On Sunday 28 August 2011 the “Sunday Times” reported that Operation Weeting police officers have warned Robert Thompson, one of the killers of James Bulger, this his telephone may have been hacked by the “News of the World”. It is reported that details relating to him and others close to him appear in the papers being examined by the investigation. The story is by David James Smith, author of a book about the Bulger case, The Sleep of Reason and was, surprisingly, not front page news. It was picked up in the Metro but has received very little media attention.
Mr Smith draws attention to a series of “exclusive” stories about Robert Thompson published in the “News of the World” between the years 2002. For example, in June 2002 it claimed he had been “rushed to hospital” after taking an overdose; in January 2003 the newspaper reported that he was starting a course at art college; in April 2004 he was said to have a job and was “living in the lap of luxury in a trendy apartment block on Merseyside” in November 2004 the tabloid’s exclusive was that Denise Fergus (the mother of James Bulger) had come face to face with her son’s killer.

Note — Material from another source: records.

Issue #1238, opened 2025-01-22
scxtop: Add support for scheduler stats


hodgesds:
Create a view that is able to read scheduler stats and render them in a structured way. See the [`scx_stats`](https://github.com/sched-ext/scx/tree/main/rust/scx_stats) crate for details on the the protocol and client implementation. The scheduler stats could be displayed as part of the [`render_scheduler`](https://github.com/sched-ext/scx/blob/main/tools/scxtop/src/app.rs#L1179) state.

PR #1241, opened 2025-01-24
scxtop: Add scx_stats support

hodgesds:
Add scx_stats support for scxtop to the scheduler view. Implements #1238 

Right now the stats rendering is super basic and just prints the json, but this can be made into more structured output in the future. For schedulers with few numbers of stats the output is reasonable:
image

### DIFF
--- a/tools/scxtop/src/app.rs
+++ b/tools/scxtop/src/app.rs
@@ -36,19 +36,27 @@ use ratatui::{
     Frame,
 };
 use regex::Regex;
+use scx_stats::prelude::StatsClient;
 use scx_utils::misc::read_file_usize;
 use scx_utils::Topology;
+use serde_json;
+use serde_json::Value as JsonValue;
 use std::collections::BTreeMap;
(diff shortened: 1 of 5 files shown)


tools/scxtop/src/app.rs
```diff
@@ -348,8 +370,51 @@ impl<'a> App<'a> {
...
+        match self.state {
+            AppState::Scheduler => {
+                if !self.scheduler.is_empty() {
+                    let stats_client_read = self.stats_client.clone();
+                    let stats_reconnect = self.stats_reconnect.clone();
+
+                    let tx = self.action_tx.clone();
+                    tokio::spawn(async move {
+                        let mut client = stats_client_read.write().await;
+                        if stats_reconnect.load(Ordering::Relaxed) {
```
hodgesds, line 389: I think if this gets moved into the error handling the bool isn't needed now that I think about it more.

htejun (approved):

PR #1245, opened 2025-01-25
scx_utils: add retries and fallback path for autopower

ruihe774:
This PR adds retries and fallback path for `fetch_power_profile()` to fix issues in the case ppd is not available or not started yet. This is generally a better solution than that in #1231. I also re-enable use of autopower in scx_bpfland.

@multics69 @arighi PTAL

### DIFF
--- a/rust/scx_utils/src/autopower.rs
+++ b/rust/scx_utils/src/autopower.rs
@@ -41,8 +41,8 @@ fn read_energy_profile() -> String {
         .to_string()
 }
 
-pub fn fetch_power_profile() -> String {
-    if std::env::var("SCX_NO_PPD").is_ok_and(|s| s == "1") {
+pub fn fetch_power_profile(no_ppd: bool) -> String {
+    if no_ppd || std::env::var("SCX_NO_PPD").is_ok_and(|s| s == "1") {
         return read_energy_profile();
     }
     let proxy = POWER_PROFILES_PROXY.get();
@@ -61,7 +61,7 @@ pub fn fetch_power_profile() -> String {
             })();
             if let Some(proxy) = proxy {
                 let _ = POWER_PROFILES_PROXY.set(proxy);
-                fetch_power_profile()
+                fetch_power_profile(false)
             } else {
                 warn!("failed to communicate with ppd: retry {retries}");
                 read_energy_profile()
--- a/rust/scx_utils/src/autopower.rs
+++ b/rust/scx_utils/src/autopower.rs
@@ -1,5 +1,4 @@
-use std::fs::File;
-use std::io::Read;
+use std::fs;
 use std::sync::atomic::{AtomicUsize, Ordering};
 use std::sync::OnceLock;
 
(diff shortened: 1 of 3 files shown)


rust/scx_utils/src/autopower.rs
```diff
@@ -14,18 +19,57 @@ trait PowerProfiles {
...
+                    file.read_to_string(&mut contents)?;
+                    Ok(contents.trim().to_string())
+                })
+                .or_else(|_| Ok("none".to_string()))
+        });
+
+    res.unwrap_or_else(|_: String| "none".to_string())
+}
 
 pub fn fetch_power_profile() -> String {
```
arighi, line 49: Can we have an option to exclude the dbus way and rely directly on the sysfs info? Personally I don't like much adding dependencies to external system components if we can get the same information via sysfs.

arighi (changes requested):

rust/scx_utils/src/autopower.rs
ruihe774: > if we can get the same information via sysfs.

Actually we cannot. It's merely an assumption that `energy_performance_preference` reflects the user's indention on power settings. In some systems there's no `energy_performance_preference` and `scaling_governor` is `scheutil` (this is very common for arm64 cpus), and in some configurations `energy_performance_preference` is raw integer values. The ground truth is always the ppd if the user enables it.



> Personally I don't like much adding dependencies to external system components

It does not *depend* on it. In this PR, if ppd is not enabled, the code goes into the fallback path that reads energy profiles.

> Can we have an option to exclude the dbus way and rely directly on the sysfs info?

I added an envvar option `SCX_NO_PPD` in `03c4417`. Giving autopower is used by multiple schedulers, I think this is simpler than adding options to each scheduler.

arighi: The env var is fine, but wouldn't it be better to have an option like `fetch_power_profile(no_ppd: bool)`, so that schedulers can introduce options like `--no-ppd` to explicitly disable it if they want?

ruihe774: > The env var is fine, but wouldn't it be better to have an option like `fetch_power_profile(no_ppd: bool)`, so that schedulers can introduce options like `--no-ppd` to explicitly disable it if they want?

Done in e19132f.

rust/scx_utils/src/autopower.rs
```diff
@@ -14,18 +18,56 @@ trait PowerProfiles {
...
         })
-        .as_ref()
-        .map(|power_profiles_proxy| power_profiles_proxy.active_profile().ok())
-        .flatten()
         .unwrap_or_default()
+        .to_string()
+}
+
+pub fn fetch_power_profile(no_ppd: bool) -> String {
+    if no_ppd || std::env::var("SCX_NO_PPD").is_ok_and(|s| s == "1") {
```
arighi, line 45: Sorry for nitpicking, but with the `no_ppd` option isn't the `SCX_NO_PPD` env variable redundant? Does it bring any benefit having an env variable to override the option?

That aside, LGTM.

arighi (approved):

etsal:
This is causing the scx_bpfland CI tests to fail.

arighi:
The CI is probably unhappy about this:
```
00:00:32 [WARN] failed to communicate with dbus (retry 0): I/O error: No such file or directory (os error 2)
1028
```

I'd be better to let the caller decide whether to print these warnings, instead of having them printed by the autopower crate. Also, there are people running bpfland in servers or inside containers and it's totally ok to not have dbus in those systems.

Maybe we can pass the warning to the caller (somehow) or we add a `verbose: bool` option to print them?

ruihe774:
> The CI is probably unhappy about this:
> 
> ```
> 00:00:32 [WARN] failed to communicate with dbus (retry 0): I/O error: No such file or directory (os error 2)
> 1028
> ```
> 
> I'd be better to let the caller decide whether to print these warnings, instead of having them printed by the autopower crate. Also, there are people running bpfland in servers or inside containers and it's totally ok to not have dbus in those systems.
> 
> Maybe we can pass the warning to the caller (somehow) or we add a `verbose: bool` option to print them?

Now it uses `debug` instead of `warn` in 60e04ca.

I did not figure out how to make it display debug level log, though.

Issue #1246, opened 2025-01-25
scx_rusty tests not passing with most recent bpf-next


etsal:
The most recent pushes on the bpf-next kernel branch combined with Clang 18 are causing verification failures for scx_rusty, breaking the CI. Identify and fix the exact cause of the error. This is not an issue that manifests with the mainline kernels.

etsal:
Exact timeline is:

- lb_domain arenas gets merged last week. This is the patch that probably breaks the bpf-next CI. Alternatively, an unrelated commit to bpf-next breaks the build, but that is way less probable.
- There is a merge into the sched_ext tree from bpf-next, and that introduces the breakage to our build-and-test workflow.

etsal:
Also: #1243 fixes the CI breakage, but makes scx_rusty fail verification on pre-6.14 kernels. We need a build switch to select the right looping construct at compilation time.

etsal:
Mitigated with #1243

PR #1251, opened 2025-01-27
[scx_rusty] make ci signal always green

likewhatevs:
make ci signal always green for scx_rusty.

not sure we should do this (it'll probably make breakages in rusty harder to sort out), but at the same time, rusty is kind-of the proving ground for how we're refactoring things (i.e. best to keep breakages there from being problematic w/ overall ci signal/merge queue etc.).

### DIFF
--- a/.github/workflows/caching-build.yml
+++ b/.github/workflows/caching-build.yml
@@ -153,15 +153,31 @@ jobs:
 
       # Test schedulers
       - run: meson compile -C build test_sched_${{ matrix.scheduler }}
-      # this is where errors we want logs on start occurring, so always generate debug info and save logs
-        if: always()
+      # exclude flaky/known broken schedulers to keep signal good
+        if: ${{ matrix.scheduler != 'scx_rusty' }}
       # Stress schedulers
       - uses: cytopia/shell-command-retry-action@v0.1.2
         name: stress test
-        if: always()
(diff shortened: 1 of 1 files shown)


multics69:
If possible, I think it would be better to fix the real verification error.

etsal:
@multics69 This addresses issue #1246 and just makes the CI usable for now. I am looking into a more permanent fix.

etsal (approved):

likewhatevs:
spoke to @etsal , there's a decent chance this is a kernel issue, gonna see if I can find the commit which caused it/table this workaround for a day

likewhatevs:
Was able to find a good commit, bisect says https://kernel.googlesource.com/pub/scm/linux/kernel/git/bpf/bpf-next.git/+/d2102f2f5d75a84dbab6ff890359f0bd4a18ca22 is where the breakage started. IDK if the fix is easy or complex, but once the fix is in bpf-next it should make it's way to sched-ext for-next (which CI uses) not too long after.

likewhatevs:
btw we're going w/ moving sched_ext for-next to a periodic job (like bpf-next), and having the main job use a stable branch of the sched_ext repo (I'm thinking sched-ext-LATEST_RELEASE_KERNEL-fixes atm.) to fix this issue.

PR #1252, opened 2025-01-28
scxtop: Add support for generating perfetto traces

hodgesds:
Add support for adding perfetto traces. Still a little bit of a WIP but has some basic functionality. The `SchedSwitchFtraceEvent` protos still need to be fixed, but the basic track line for the DSQ latency works.

Press `a` to record a trace:

Trace file generated (had to rename to `.log` to appease GH):
[scxtop_trace.log](https://github.com/user-attachments/files/18567579/scxtop_trace.log)
Download trace and open [perfetto](https://ui.perfetto.dev/)
Upload the trace and view results:


likewhatevs (approved):
this is a nice ui

hodgesds:
Update ring buffer event handling to run in separate threads and it seems to help a bit with dropped events. It still takes ~2 cores on a 16 core system in processing the events off the buffer. The protobuf handling isn't very optimized, so that could be improved in the future.

JakeHillion:
Been testing this for a while and I really like how stable the output is - have taken several traces on very noisy machines and every one loads into perfetto (with some non-fatal errors) while the existing ftrace script creates invalid output most times which need post-processing to fix. I think we can make the output more complete but this is an excellent start!

PR #1254, opened 2025-01-28
scx/common.bpf.h: Add helper to check task migration state

arighi:
Introduce a new helper for BPF schedulers to determine whether a task can migrate or not (supporting both SMP and UP systems).

This re-aligns the code with kernel commit 5f52bbf2f6e0 ("tools/sched_ext: Add helper to check task migration state").

Moreover, update the schedulers that are relying on p->migration_disabled to use the common helper instead.


etsal (approved):
Looks good to me!

htejun (approved):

But the important aspect of the story is not that another person’s phone was hacked, but that the “News of the World” were able to obtain the mobile telephone number of an individual who had been given a “secret identity” – known only to a very small number of people – to protect him.
In 2001 the High Court had granted a wide ranging injunction to prevent the identification of the two individual who had been convicted of the murder of James Bulger ( EWHC 32 (QB)). This was granted because of the “clear and credible” risk to their lives from mob vengeance or revenge attacks. It was accepted that if Robert Thompson’s identity had become public knowledge, the exposure could potentially have put his life at risk. We have previously posted the terms of this injunction. It appears that anyone seeking to obtain Robert Thompson’s mobile number would have been in breach of it.
The question is: how did the “News of the World” obtain the mobile telephone number of an individual who had been given a “secret identity”? One obvious possible source is the police. Serious questions have already been raised about the leaking of information by corrupt police officers to the “News of the World”. Scotland Yard’s “Operation Elveden” is now investigating allegations of corrupt payments to police officers. It seems likely that this investigation will now be considering how the “News of the World” was able to find Robert Thompson’s number and then hack his telephone in order to run stories which, potentially, put him in danger.